Hardjojo Antony, Gunachandran Arunan, Pang Long, Abdullah Mohammed Ridzwan Bin, Wah Win, Chong Joash Wen Chen, Goh Ee Hui, Teo Sok Huang, Lim Gilbert, Lee Mong Li, Hsu Wynne, Lee Vernon, Chen Mark I-Cheng, Wong Franco, Phang Jonathan Siung King
Saw Swee Hock School of Public Health, National University Health System, National University of Singapore, Singapore, Singapore.
National Healthcare Group Polyclinics, Singapore, Singapore.
JMIR Med Inform. 2018 Jun 11;6(2):e36. doi: 10.2196/medinform.8204.
Free-text clinical records provide a source of information that complements traditional disease surveillance. To electronically harness these records, they need to be transformed into codified fields by natural language processing algorithms.
The aim of this study was to develop, train, and validate Clinical History Extractor for Syndromic Surveillance (CHESS), an natural language processing algorithm to extract clinical information from free-text primary care records.
CHESS is a keyword-based natural language processing algorithm to extract 48 signs and symptoms suggesting respiratory infections, gastrointestinal infections, constitutional, as well as other signs and symptoms potentially associated with infectious diseases. The algorithm also captured the assertion status (affirmed, negated, or suspected) and symptom duration. Electronic medical records from the National Healthcare Group Polyclinics, a major public sector primary care provider in Singapore, were randomly extracted and manually reviewed by 2 human reviewers, with a third reviewer as the adjudicator. The algorithm was evaluated based on 1680 notes against the human-coded result as the reference standard, with half of the data used for training and the other half for validation.

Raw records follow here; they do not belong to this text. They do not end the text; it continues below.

PR #8125, opened 2024-03-13
cranelift-wasm: Emit constant bounds for fixed-size tables

jameysharp:
WebAssembly tables have a minimum size, but may optionally also have a maximum size. If the maximum is set to the same number of elements as the minimum, then we can emit an `iconst` instruction for bounds-checks on tables, rather than loading the bounds from memory.

That's a win in its own right, but when optimization is enabled, this also allows bounds-checks to constant-fold if the table index is provided as an integer constant.

### DIFF
--- a/cranelift/filetests/filetests/wasm/table-get-fixed-size.wat
+++ b/cranelift/filetests/filetests/wasm/table-get-fixed-size.wat
@@ -1,0 +1,74 @@
+;;! target = "x86_64"
+;;! optimize = true
+
+;; Test basic code generation for table WebAssembly instructions on
+;; non-resizeable tables. Use optimization but with opt-level "none" to
+;; legalize away macro instructions.
+
+(module
+  (table (export "table") 7 7 externref)
+  (func (export "table.get.const") (result externref)
+    i32.const 0
+    table.get 0)
+  (func (export "table.get.var") (param i32) (result externref)
+    local.get 0
+    table.get 0))
+
+;; function u0:0(i64 vmctx) -> r64 fast {
+;;     gv0 = vmctx
+;;     gv1 = load.i64 notrap aligned readonly gv0
+;;
+;;                                 block0(v0: i64):
+;;                                     v12 -> v0
+;; @0052                               v2 = iconst.i32 0
+;; @0054                               v3 = iconst.i32 7
+;; @0054                               v4 = icmp uge v2, v3  ; v2 = 0, v3 = 7
+;; @0054                               brif v4, block2, block3
+;;
+;;                                 block2 cold:
+;; @0054                               trap table_oob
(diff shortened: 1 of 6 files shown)


alexcrichton (approved):
Looks good to me!

Before I hit the big green button though, two questions/observations:

* As this gets more complicated I fear that keeping `func_environ.rs` in sync with `dummy.rs` is going to get a bit cumbersome. I know that's a longstanding issue that we want to test the clif of wasmtime's output, but I'd probably caution going too far down the route of mirroring all table stuff in the two files. Either that, or do you have plans to move some of this instead to `cranelift-wasm`? 
* One thing I'm a little sad about here is that we get to give Cranelift a bunch of constants but because they're involved in control flow it may not end up helping a whole lot. For example in the examples you added here the `brif` can become `br`, but I don't think we currently optimize that. In lieu of adding more optimizations, do you think that the frontend will be able to detect two constants and omit the control flow entirely? Basically doing that form of constant folding in the frontend rather than in the middle-end.

To be clear I don't think either of these need to be addressed before this PR lands, so you can feel free to hit the button as well, figured this'd be a good place to ask anyway!

jameysharp:
Chris' response accurately reflects my plans for how to address your second question, Alex. I'm currently working on getting rid of the `trapnz`, and it works on x64, but I need to do a bit more work for the rest of the backends. #8122 was the first step on that. Once that is out of the way, the existing constant-folding optimizations get us most of the way to where we want to be, and as Chris said, eliminating `select_spectre_guard` when its condition is constant does the rest.

To your first question, I've been trying to push as much as I can into cranelift-wasm shared code, but many details (like "how do I discover the current table bounds", lazy table initialization, and GC refcount management) are unfortunately specific to a particular runtime, so I haven't been able to find much opportunity to share more than this. I'd love to hear suggestions though!

alexcrichton:
Oh nice, yeah changing to select{,_spectre} sounds like a nice way to solve this without much work in the frontend. And agreed that it'd be great for `i32.const N` + `call_indirect` to be load/call in the most optimal case.

> I'd love to hear suggestions though!

Ah yeah if all the major bits go in cranelift-wasm then I think that's fine, I think I over-rotated on the `let bound = ...` bit that's basically the same in `func_environ.rs` and `dummy.rs`.

AFAIK there's no use case for keeping `dummy.rs` though other than "we haven't figure out a way to test Wasmtime". I might be just so inspired by this to take a stab at migrating all the tests to using Wasmtime's codegen...

jameysharp:
I would love to have CLIF and compiled-output tests that run through Wasmtime instead of using the dummy environment, personally! My current sense is there are plenty of reasons why that's difficult, but if you get it working I'm all for it.

PR #8130, opened 2024-03-14
Reorder book-based documentation

rikhuijzer:
This PR suggests to reorder the book-based documentation. The main change is moving the CLI chapter before the API (embedding) chapter like was proposed in #7987 by @alexcrichton. The rest is mostly cleaning up of duplicate or outdated information.

With these changes, this PR fixes some confusion that I had with the current layout. Currently, it's not so clear how the Subsection "2.3 Embedding in Rust" relates to Chapter "3. Using WebAssembly from your language" with Subsection "3.1 Rust". With these changes, these two examples are merged and now all fall under Chapter "2. Using the Wasmtime API".

More specifically, this is what this PR changed:

1. Move the CLI chapter before the API chapter (like proposed in #7987).
1. Move some Rust and C examples from the "Examples" chapter into the API chapter.
1. Remove the original main C and Rust chapter introduction files. They contained mostly outdated or duplicate information.
1. Rename the "Examples" chapter to "Further Examples". (For lack of a better name.)
1. Rename "Embedding" to "API" at some places since API is a more generally known term. The term "embedding" is also slightly more confusing, I think, because the term nowadays also used a lot in LLM-related communication.
1. Fix some outdated links and documentation by reading through the entire book.
1. Fix a missing subheading for Elixir (it was mentioned on the lang page, but not in the menu).


cfallin:
Reassigning review to @alexcrichton as it's not totally clear to me how this should relate with the still-pending #7987. Thanks @rikhuijzer for the careful thought around all of these changes though; they do seem like reasonable cleanups to me!

alexcrichton (approved):
Thanks for this! I like the organization better here as well 👍

PR #8138, opened 2024-03-14
Enable `-Scommon` by default for `wasmtime serve`

### LINKED ISSUE #8086: Change `wasmtime serve` to apply `-S common` by default
People keep running into problems with `wasmtime serve` because by default it only exposes `wasi:proxy`, nothing else. I think we should change the behavior here to imply `-S common` to make default toolchains and in particular the normal Preview1 adapter work.

One could see it as a downside that `wasmtime serve` would be a bit less specifically about HTTP, but I can't really come up with compelling arguments for why that'd be a problem.

alexcrichton:
This commit enables more WASI interfaces by default with `wasmtime serve`, notably through the use of the `-Scommon` flag. This means that the interfaces supported by `wasmtime serve` are the same as `wasmtime run` by default.

To fully implement this there's a number of refactorings here:

* More flags like `--dir` and `--env` are moved into `RunCommon` to be shared between `wasmtime serve` and `wasmtime run`, meaning that the `serve` command can now configure environment variables.

* A small test has been added as well as infrastructure for running tests with `wasmtime serve` itself. Previously there were no tests that executed `wasmtime serve`.

* The `test_programs` crate had a small refactoring to avoid double-generation of http bindings.

Closes #8086

### DIFF
--- a/crates/test-programs/src/bin/api_proxy.rs
+++ b/crates/test-programs/src/bin/api_proxy.rs
@@ -1,18 +1,12 @@
-pub mod bindings {
-    wit_bindgen::generate!({
-        path: "../wasi-http/wit",
-        world: "wasi:http/proxy",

The symptoms most commonly present within the 1680 clinical records at the episode level were those typically present in respiratory infections such as cough (744/7703, 9.66%), sore throat (591/7703, 7.67%), rhinorrhea (552/7703, 7.17%), and fever (928/7703, 12.04%). At the episode level, CHESS had an overall performance of 96.7% precision and 97.6% recall on the training dataset and 96.0% precision and 93.1% recall on the validation dataset. Symptoms suggesting respiratory and gastrointestinal infections were all detected with more than 90% precision and recall. CHESS correctly assigned the assertion status in 97.3%, 97.9%, and 89.8% of affirmed, negated, and suspected signs and symptoms, respectively (97.6% overall accuracy). Symptom episode duration was correctly identified in 81.2% of records with known duration status.
We have developed an natural language processing algorithm dubbed CHESS that achieves good performance in extracting signs and symptoms from primary care free-text clinical records. In addition to the presence of symptoms, our algorithm can also accurately distinguish affirmed, negated, and suspected assertion statuses and extract symptom durations.
自由文本临床记录提供了补充传统疾病监测的信息来源。为了以电子方式利用这些记录,需要通过自然语言处理算法将它们转换为编码字段。
本研究的目的是开发、训练和验证用于症状监测的临床病史提取器(CHESS),这是一种从自由文本初级保健记录中提取临床信息的自然语言处理算法。
CHESS是一种基于关键字的自然语言处理算法,用于提取48种提示呼吸道感染、胃肠道感染、全身性症状以及其他可能与传染病相关的体征和症状。该算法还捕捉了断言状态(肯定、否定或疑似)和症状持续时间。从新加坡主要的公共部门初级保健提供者国家医疗集团综合诊所随机提取电子病历,并由两名人工审阅者进行人工审阅,第三名审阅者作为裁决者。以人工编码结果作为参考标准,基于1680份记录对该算法进行评估,其中一半数据用于训练,另一半用于验证。
在1680份临床记录中,发作水平上最常见的症状是呼吸道感染中通常出现的症状,如咳嗽(744/7703,9.66%)、喉咙痛(591/7703,7.67%)、流鼻涕(552/7703,7.17%)和发烧(928/7703,12.04%)。在发作水平上,CHESS在训练数据集上的总体性能为精确率96.7%、召回率97.6%,在验证数据集上的精确率为96.0%、召回率为93.1%。提示呼吸道和胃肠道感染的症状检测精确率和召回率均超过90%。CHESS分别在97.3%、97.9%和89.8%的肯定、否定和疑似体征和症状中正确分配了断言状态(总体准确率97.6%)。在已知持续时间状态的记录中,81.2%的记录正确识别了症状发作持续时间。
我们开发了一种名为CHESS的自然语言处理算法,该算法在从初级保健自由文本临床记录中提取体征和症状方面表现良好。除了症状的存在外,我们的算法还可以准确区分肯定、否定和疑似断言状态,并提取症状持续时间。